PR #542, opened 2020-03-09
Change results count to uses Section.resultsCount

oshi97:
Change results count to uses Section.resultsCount, which is the total…mount of results the query has in the backend, instead of results.length which is only the number of results sent in the response


src/ui/templates/results/resultsheader.hbs
```diff
@@ -5,7 +5,7 @@
       <span>-</span>
       {{resultsCountEnd}}
       <span>of</span>
-      {{resultsLength}} 
+      {{resultsCount}}
```
alexisgrow: If resultsCount is zero, do we want to display the "of {{resultsCount}}"? Or will `_config.showResultsCount` handle that case?

oshi97: right now the results header doesn't render if there are no results, but you're right it's better check that in the header as well since they're separate components

oshi97: updated!

src/ui/templates/results/resultsheader.hbs
```diff
@@ -1,14 +1,16 @@
...
-      {{resultsCountEnd}}
-      <span>of</span>
-      {{resultsLength}} 
-    </div>
-    {{#if showResultSeparator}}
-      <div class="yxt-ResultsHeader-resultsCountSeparator">{{_config.resultsCountSeparator}}</div>
+    {{#if resultsCount}}
+      <div class="yxt-ResultsHeader-resultsCount">
+        {{resultsCountStart}}
+        <span>-</span>
```
alexisgrow: nit: Can this span have a class so that if implementers wanted to style the separator by itself (like make it bold or something) they could?

src/ui/templates/results/resultsheader.hbs
```diff
@@ -1,14 +1,16 @@
...
+        {{resultsCountEnd}}
+        <span>of</span>
```
alexisgrow: Same nit here 🙈

alexisgrow (approved):
LGTM, some changes from this commit (`dd0ba05f6a078053ace3a760c023e9055c2f7328`) are being picked up in this PR, I think a rebase would fix

src/ui/templates/results/resultsheader.hbs
oshi97: Ah okay might as well go all the way if we're doing this stuff

oshi97: everything has a class now!

alexisgrow (approved):

PR #544, opened 2020-03-10
Better errors in component manager when component type is not found

oshi97:
This commit gives users a list of similarly named components
when they try to add a component with a type that is not found.
TEST=manual
check that trying to addComponent a weird name gives new error message


src/ui/components/componentmanager.js
```diff
@@ -94,6 +94,15 @@ export default class ComponentManager {
     };
 
     let componentClass = COMPONENT_REGISTRY[componentType];
+    if (!componentClass) {
+      let similarComponents = Object.keys(COMPONENT_REGISTRY).filter(type => type.startsWith(componentType.substring(0, 2)));
```
tmeyer2115: Minor nit, but do a new line for 'type => type.startsWith(componentType.substring(0, 2))'.

tmeyer2115: Again, minor thing but let's factor some of this out into another method. Let's make a method called getSimilarComponents or something whose responsibility is to return similar components (or all if none are found). How did you come up with the substring(0, 2) metric?

oshi97: It's somewhat arbitrary, but in general the first two letters of each component name form some kind of sound, and because of this I imagined if a typo would occur it would occur in the later portions of the component name

oshi97: updated!

oshi97: updated with new method

oshi97: there are definitely better ways to do get similar words but given the extremely limited pool of component names it didn't really seem worth the effort

PR #552, opened 2020-03-11
remove the footer component

oshi97:


oshi97:
will be part of jambo layout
::::::::
Please write out every record shown above exactly as it reads.

▶ PROBLEM SOLUTION
PR #542, opened 2020-03-09
Change results count to uses Section.resultsCount

oshi97:
Change results count to uses Section.resultsCount, which is the total…mount of results the query has in the backend, instead of results.length which is only the number of results sent in the response


src/ui/templates/results/resultsheader.hbs
```diff
@@ -5,7 +5,7 @@
       <span>-</span>
       {{resultsCountEnd}}
       <span>of</span>
-      {{resultsLength}} 
+      {{resultsCount}}
```
alexisgrow: If resultsCount is zero, do we want to display the "of {{resultsCount}}"? Or will `_config.showResultsCount` handle that case?

oshi97: right now the results header doesn't render if there are no results, but you're right it's better check that in the header as well since they're separate components

oshi97: updated!

src/ui/templates/results/resultsheader.hbs
```diff
@@ -1,14 +1,16 @@
...
-      {{resultsCountEnd}}
-      <span>of</span>
-      {{resultsLength}} 
-    </div>
-    {{#if showResultSeparator}}
-      <div class="yxt-ResultsHeader-resultsCountSeparator">{{_config.resultsCountSeparator}}</div>
+    {{#if resultsCount}}
+      <div class="yxt-ResultsHeader-resultsCount">
+        {{resultsCountStart}}
+        <span>-</span>
```
alexisgrow: nit: Can this span have a class so that if implementers wanted to style the separator by itself (like make it bold or something) they could?

src/ui/templates/results/resultsheader.hbs
```diff
@@ -1,14 +1,16 @@
...
+        {{resultsCountEnd}}
+        <span>of</span>
```
alexisgrow: Same nit here 🙈

alexisgrow (approved):
LGTM, some changes from this commit (`dd0ba05f6a078053ace3a760c023e9055c2f7328`) are being picked up in this PR, I think a rebase would fix

src/ui/templates/results/resultsheader.hbs
oshi97: Ah okay might as well go all the way if we're doing this stuff

oshi97: everything has a class now!

alexisgrow (approved):

PR #544, opened 2020-03-10
Better errors in component manager when component type is not found

oshi97:
This commit gives users a list of similarly named components
when they try to add a component with a type that is not found.
TEST=manual
check that trying to addComponent a weird name gives new error message


src/ui/components/componentmanager.js
```diff
@@ -94,6 +94,15 @@ export default class ComponentManager {
     };
 
     let componentClass = COMPONENT_REGISTRY[componentType];
+    if (!componentClass) {
+      let similarComponents = Object.keys(COMPONENT_REGISTRY).filter(type => type.startsWith(componentType.substring(0, 2)));
```
tmeyer2115: Minor nit, but do a new line for 'type => type.startsWith(componentType.substring(0, 2))'.

tmeyer2115: Again, minor thing but let's factor some of this out into another method. Let's make a method called getSimilarComponents or something whose responsibility is to return similar components (or all if none are found). How did you come up with the substring(0, 2) metric?

oshi97: It's somewhat arbitrary, but in general the first two letters of each component name form some kind of sound, and because of this I imagined if a typo would occur it would occur in the later portions of the component name

oshi97: updated!

oshi97: updated with new method

oshi97: there are definitely better ways to do get similar words but given the extremely limited pool of component names it didn't really seem worth the effort

PR #552, opened 2020-03-11
remove the footer component

oshi97:


oshi97:
will be part of jambo layout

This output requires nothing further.